I was, as my sons like to tell anyone who will listen, the mother who went to the library in advance of bad weather instead of the food store. So it’s not surprising that just before we closed the doors of John Jermain seven weeks ago today, I ran from my office to the upper stacks and grabbed two cookbooks: Cool Beans by Joe Yonan and Ancient Grains for Modern Meals by Maria Speck. They have stood me in good stead, even if most of my recipe-following lately is aspirational.
The beans and grains I already had in-house, thanks to my Norwegian sister-in-law who grew up on a small farm in southwestern Minnesota near the banks of the Yellow Medicine River. “You have to learn how to cook,” she told me when it was clear that I would be joining the family. I demurred—why bother, when I could go to her Saint Paul backyard and eat home-churned ice cream made from strawberries, milk, eggs, and honey all fresh from the farm. “I can teach you to make this,” she said after our first Christmas together when I discovered rommegraut, a pudding made from boiled cream topped with melted butter, cinnamon and sugar. Still I demurred—if I had to actually measure the butter in that transcendent dish, I knew I would never enjoy it as much again.
But somewhere mid-way between the time my sister-in-law first offered lessons, and the time I finally learned to cook, my husband and I found ourselves living in a small lake cabin heated only by wood, far from anything convenient, let alone a convenience store. It was there I learned the importance of knowing what weeds were safe to eat. (Right now, in Sag Harbor? Wild Mustard.) And I learned the importance of a pantry stocked with rice and beans. It was also there that I acquired my first cookbook, Favorite Recipes of Yellow Medicine Lutheran Church–from my sister-in-law, of course.

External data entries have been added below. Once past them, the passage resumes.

PR #704, opened 2026-07-28
safeBash v3: classify the command, then let bash do the work

egonSchiele:
Replaces the v2 mapping design for `std::safeBash`. Includes the spec, the review rounds it answers, the implementation plan, and the implementation.

## Why v2 had to go

v2 substituted an Agency function for a recognized command — `git status` became `gitStatus()`. That requires the function to produce what the command produces, and `std::git` cannot: it runs machine-format argv in a scrubbed environment, so there is no text matching what `git status` prints. Matching bash byte for byte would mean matching the user's locale, `~/.gitconfig` and git version.

Measured, it didn't match:

```
safeBash("echo hi && echo bye")  →  "hi\n\nbye\n"
bash     "echo hi && echo bye"   →  "hi\nbye\n"
```

and the *shape* of the return value depended on which path ran, so an agent could tell which decision safeBash had made — the one thing the v2 spec said it shouldn't be able to do.

## What v3 does instead

**Substituting a function was never what made this safe.** `gitStatus` spawns `git` either way. What made it safe was the narrower question. That survives without the substitution, and fidelity comes free because the thing producing the output *is* bash.

```
1. Parse the string into commands.
2. Classify every command.
3. Any refused        → refuse the whole string. Nothing runs.
4. Any needs bash     → one std::bash for the whole string.
5. Otherwise          → raise every narrow effect, up front.
6. All approved       → run the WHOLE string in one bash call.
```

Three problems dissolve rather than being managed. No half-executed state, because nothing runs before every approval is in. Nobody is asked to approve a bare `cd`, because if any part needs the broad question the whole string asks once. And `cd foo && git status` works, because it is one shell.

Two paths never spawn a shell: a single fully-literal `echo` computes its own output, and a single fully-literal redirected `echo` computes its content and hands the real bytes to `write` — so `content` is in the approval payload *before* anyone approves, which is more than v2 managed.

## The trap that would have made this a no-op

`bash()` raises `std::bash` itself before calling `_bash`. So raising `std::git::status`, getting approval, then calling `bash()` asks the broad question anyway — and the narrow one buys nothing.

Execution goes through `_bash` and `_write`, the non-raising internals. Bypassing a tool's interrupt is normally forbidden, so the reasoning is written at the call site, in the spec, and in the plan's constraints:

> The narrow interrupt **replaces** the broad one. The only path to `_bash` runs through a `raiseAll` that raised every effect in the plan and returned success.

`exactlyOneQuestion` pins it by **approving** the narrow question and asserting the command ran. A test that only rejects the first interrupt passes whether or not a second prompt appears — which is exactly how this bug hides.

## Deleted

The entire runner — `runCommands`, `runCommand`, `andCommand`, `orCommand`, `parensCommand`, `commandsToStr`, `failureReport`, `joinOutput`. Bash does control flow now.

All the expansion machinery — `expandVariable`, `stringifyArg`, `stringifyParts`, `hasQuotedPart`. Bash expands, with real word-splitting and real `IFS`, including the `$A$B` case v2 got wrong.

The v2 `Action` types and executors. The extra-newline bug went with the code that caused it.

## Safety notes worth reading

**This trades a structural bound for a reviewable analysis.** v2's `echo` called `print`, which *cannot* write a file however wrong the classifier was. v3 hands a shell a string. Three things narrow it: bash receives a string re-rendered from the validated tree when we asked narrow questions (so a parser bug degrades to "we ran what we thought we read"), the command word must be a literal (so `$CMD status` can never become a git read), and the shell-free `echo` path keeps the structural bound where it was free.

**The refuse wall stops the common spelling, not the idea.** `rm`, `/bin/rm` and `git checkout .` are refused; `find . -delete` and `xargs rm` reach the ordinary `std::bash` prompt. Stated plainly in the spec rather than implied to be a guarantee.

**Two "unused" imports are load-bearing.** Effect declarations travel with imports, and without them a raise compiles with its payload contract *unenforced* — verified by deliberately breaking a payload and confirming `AG3006` fires. There's a comment saying so, because the natural instinct is to delete them.

## Tests

- 17 agency tests: classification, the refuse wall through a chain, payload values, the rebuilt-vs-original rule, and real execution (a sequence, a non-zero exit, an append that reads the file back)
- 24 property-test cases pinning `astToBash` round-trips, comparing **trees** not rendered strings — a string fixed point passes on exactly the failure it exists to catch
- Full vitest suite: 9686 passing

## Reviews

Three rounds on the spec and three on the plan, in the `-REVIEW.md` files. The findings that changed the design: the executors would have re-raised the broad interrupt; chain halves were never walked, so `true && rm -rf /` bypassed the wall by two characters; a redirect contributed nothing, so `echo pwned >> .bashrc; git status` could have ridden along under a git-read approval; and three parser assumptions were empirically false.

### DIFF
--- a/packages/agency-lang/stdlib/safeBash/actions.agency
+++ b/packages/agency-lang/stdlib/safeBash/actions.agency
@@ -11,6 +11,8 @@
   interrupts and the caller has already raised a narrower one. See the
   comment on `runBash`.
 */
+import { WriteMode } from "std::index"
+
 import { _write } from "agency-lang/stdlib-lib/builtins.js"
 import { _bash } from "agency-lang/stdlib-lib/shell.js"
 
@@ -33,7 +35,7 @@ export type WritePayload = {
   dir: string;
   filename: string;
   content: string;
-  mode: string
+  mode: WriteMode
 }
 
 export type GitDiffPayload = {
@@ -51,7 +53,7 @@ export type Execution = {
   content: string;
   filename: string;
   dir: string;
-  mode: string;
+  mode: WriteMode;
   reason: string
 }
 
--- a/packages/agency-lang/stdlib/safeBash/actions.agency
+++ b/packages/agency-lang/stdlib/safeBash/actions.agency
@@ -1,141 +1,144 @@
 /** @module
-  The things a bash command can turn into.
+  What safeBash decides, and the three ways it can carry that out.
 
-  Every command `safeBash` runs is first translated into an `Action`: a plain
-  data object saying what should happen, with nothing having happened yet.
-  Deciding *what* a command means and *doing* it are separate steps, so the
-  deciding half can be tested by handing in a string and looking at the
-  actions that come out.
+  A `Plan` is the whole decision about one call, made before anything
+  happens: which interrupts to raise, and what to run if they are all
+  approved. Deciding and doing are separate steps so the deciding half can
+  be tested by handing in a string and looking at the plan.
 
-  `bash` itself is an action, so a command with no better mapping is still
-  represented here rather than being a hole in the model.
+  The executors call the NON-RAISING internals (`_bash`, `_write`) rather
+  than the `bash` and `write` tools, because those raise their own
+  interrupts and the caller has already raised a narrower one. See the
+  comment on `runBash`.
 */
-import { gitStatus, gitDiff, gitLog } from "std::git"
-import { bash } from "std::shell"
+import { _write } from "agency-lang/stdlib-lib/builtins.js"
+import { _bash } from "agency-lang/stdlib-lib/shell.js"
 
 /** How much of a command's output to keep before truncating. */
 export static const MAX_STDOUT_LEN = 2000
 
-export type Action =
-  | PrintAction
-  | WriteFileAction
-  | GitAction
-  | BashAction
+/** One interrupt a command needs raised before it may run.
+ *
+ * A discriminated union rather than a bag of `any`: the effect set is
+ * closed, so each payload can be typed, and typing them is what makes the
+ * raise sites check that every payload satisfies its effect's contract. */
+export type Effect =
+  | { name: "std::bash" }
+  | { name: "std::write"; payload: WritePayload }
+  | { name: "std::git::status"; payload: { cwd: string } }
+  | { name: "std::git::log"; payload: { cwd: string; ref: string; path: string } }
+  | { name: "std::git::diff"; payload: GitDiffPayload }
 
-export type PrintAction = {
-  type: "print";
-  content: string
+export type WritePayload = {
+  dir: string;
+  filename: string;
+  content: string;
+  mode: string
 }
 
-export type WriteFileAction = {
-  type: "writeFile";
+export type GitDiffPayload = {
+  cwd: string;
+  ref: string;
+  ref2: string;
+  staged: boolean;
+  path: string
+}
+
+/** What happens if every effect in the plan is approved. */
+export type Execution = {
+  kind: string;
+  command: string;
+  content: string;
   filename: string;
   dir: string;
-  content: string;
-  mode: "append" | "overwrite"
+  mode: string;
+  reason: string
 }
 
-export type GitAction = GitStatusAction | GitDiffAction | GitLogAction
-
-export type GitStatusAction = {
-  type: "gitStatus";
-  cwd?: string
+/** The whole decision about one call to safeBash, made before anything runs. */
+export type Plan = {
+  effects: Effect[];
+  execution: Execution
 }
 
-export type GitDiffAction = {
-  type: "gitDiff";
-  path?: string;
-  staged?: boolean;
-  cwd?: string
-}
-
-export type GitLogAction = {
-  type: "gitLog";
-  path?: string;
-  cwd?: string
-}
-
-/** The fallback: run the command through bash exactly as written.
- *
- * `command` is the command re-rendered from its AST, not the caller's
- * original string, so a sequence that runs three commands and falls back on
- * the second sends bash only the second one. */
-export type BashAction = {
-  type: "bash";
-  command: string;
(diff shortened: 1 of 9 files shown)


packages/agency-lang/tests/agency/safeBash.agency
```diff
@@ -1,193 +1,258 @@
...
-      return why
-    }
-    return "UNEXPECTEDLY SUCCEEDED"
+  return "UNEXPECTEDLY SUCCEEDED"
+}
+
+node appendReallyAppends() {
+  // The executor is called positionally, and no other test runs it, so a
+  // swapped argument order survives everything else.
+  safeBash("echo one > __safebash_append__.txt")
```
egonSchiele, line 241: `__safebash_append__.txt` is written into the test process's working directory (`resolveCwd("")` → `"."`) and never removed, so every local run of this suite leaves a stray file for `git status` to find. The test is idempotent (`>` truncates on the first write), so it's litter rather than flakiness — but worth cleaning up at the end of the node, e.g. `remove("__safebash_append__.txt") with approve` (pleasingly, `safeBash("rm ...")` can't do it — the wall refuses).

packages/agency-lang/stdlib/safeBash/actions.agency
```diff
@@ -1,141 +1,144 @@
...
+      stdout: out
+    },
+    ),
+    )
+  }
+  return success(out)
 }
 
-export def writeAction(action: WriteFileAction): Result<string> {
+export def truncate(text: string): string {
```
egonSchiele, line 115: `truncate` is the one piece of new behavior with no test: nothing in the suite produces output longer than `MAX_STDOUT_LEN`, so deleting the cap (or the `\n[truncated]` marker) survives everything. One row does it — a single `echo` with a >2000-char literal argument goes through the fast path, which now truncates too, so the expectation is deterministic: content ending in `"\n[truncated]"`. That row would also pin the fast-path/bash-path consistency the comment in `safeBash` argues for.

packages/agency-lang/tests/agency/safeBash.agency
```diff
@@ -1,193 +1,258 @@
...
+    return "READ FAILED"
   }
-  return "UNPARSEABLE"
+  return back.value
+}
+
+node defaultCwdIsNeverEmpty() {
+  // `write` rejects an empty dir, and `getAgentCwd()` is empty whenever
+  // nothing set one — which is the case these tests run in.
+  return [resolveCwd(""), resolveCwd("/somewhere")]
```
egonSchiele, line 254: Small brittleness, fine to leave: this row asserts `resolveCwd("") == "."`, which is only true while the harness runs with no agent cwd set. If the test runner ever starts setting one, this fails with a confusing diff. The comment already states the assumption, so anyone hitting it has the explanation in hand — just flagging that the dependency is on harness config, not on the code under test.

packages/agency-lang/tests/agency/safeBash.test.json
```diff
@@ -1,200 +1,168 @@
...
       ]
     },
     {
-      "nodeName": "gitStagedIsItsOwnAction",
-      "description": "`--staged` is a different question from a bare `git diff`, so the flag has to reach the action rather than being dropped on the way.",
+      "nodeName": "shellFreeWrite",
+      "description": "A single literal redirected echo computes its content and writes it, with no shell. The `>` and `>>` rows differ only in mode, which is the difference between overwriting and appending. A variable TARGET is unrecognized entirely; a variable in the ARGUMENTS is not shell-free but is still recognized, and goes to bash raising std::write with no content \u2014 approval of the destination, not the bytes, because bash has not run yet.",
       "input": "",
-      "expectedOutput": "[{\"type\":\"gitDiff\",\"staged\":true,\"cwd\":\"\"}]",
+      "expectedOutput": "[[\"write\",\"hi\\n\",\"out.txt\",\"/repo\",\"overwrite\",[\"std::write\"]],[\"write\",\"hi\\n\",\"out.txt\",\"/repo\",\"append\",[\"std::write\"]],[\"bash\",\"\",\"\",\"\",\"\",[\"std::bash\"]],[\"bash\",\"\",\"\",\"\",\"\",[\"std::write\"]]]",
```
egonSchiele: The `echo $HOME > out.txt` row is doing quiet but important work, and the description explains it well: a variable in the *arguments* keeps the command recognized, so the string runs under `std::write` alone — a shell spawn with no `std::bash` raised. That is within the spec's rules (the redirect contributes the effect, the audit invariant holds), but it means a policy that blanket-approves `std::write` is also approving shell execution of recognized redirect commands. Worth one sentence in the spec's "What approval means here" section so policy authors learn it from the docs rather than from this fixture.

egonSchiele (commented):
Reviewed the full implementation against the spec, the plan, and all six review rounds. Every finding from those rounds is visibly absorbed, and absorbed correctly — the executors go through `_bash`/`_write` with the invariant written at the call site, `literalArgs` runs only for the git rules, the `try` result is unwrapped with a comment explaining why, the effect-visibility imports are kept with a measured justification (`AG3006` fires without them), chains are flattened for both the wall and classification, the property test compares trees, payloads and `mode` are asserted, and hard rule #1 has the whitespace-normalization test in both directions.

One thing I verified independently rather than taking on faith: the three no-handler/one-handler tests all depend on the harness failing loudly on an unexpected interrupt. Checked against `lib/templates/cli/evaluate.ts` — an interrupt past the end of `interruptHandlers` throws `Unexpected interrupt #N` (line 26–28), a message mismatch throws (line 33–38), and a test with no handlers at all leaves the raw interrupt array as `result.data`, which fails the exact match. So `exactlyOneQuestion` genuinely pins the narrow-question-replaces-broad-question property, and `echoRunsWithoutApproval` genuinely pins no-interrupt. The load-bearing tests hold.

The inline comments are all minor. This is ready to merge once CI agrees.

I don’t cook from that book much any more, except for the rommegraut, which I had to make for myself once I moved here. But in early March, when John Jermain patron Robert Browngardt donated a collection of East End church cookbooks to the library archives, I had a nearly-Proustian memory of all those canned-soup casseroles from the early years of my marriage (if canned soup and Proustian can take up space in a single sentence). So while we’ve been “sheltering in place” I’ve kept the book open on my kitchen counter. Not so much to follow the recipes, but to feel again my sister-in–law’s hands on mine as she taught me to roll lefse so thin you could see through it. And to remember, always, the gift she gave me “with love, and floury hands,” which is how she inscribed the book.
Her words are a reminder, as we eat our quarantine meals in relative solitude, that however far away we are from family and friends right now, the recipes we cook connect us to their love. So to Eunice Sandell and Robert Browngardt—thank you. And to all of you who have kept in touch, and sent your love to our library—what are you cooking now?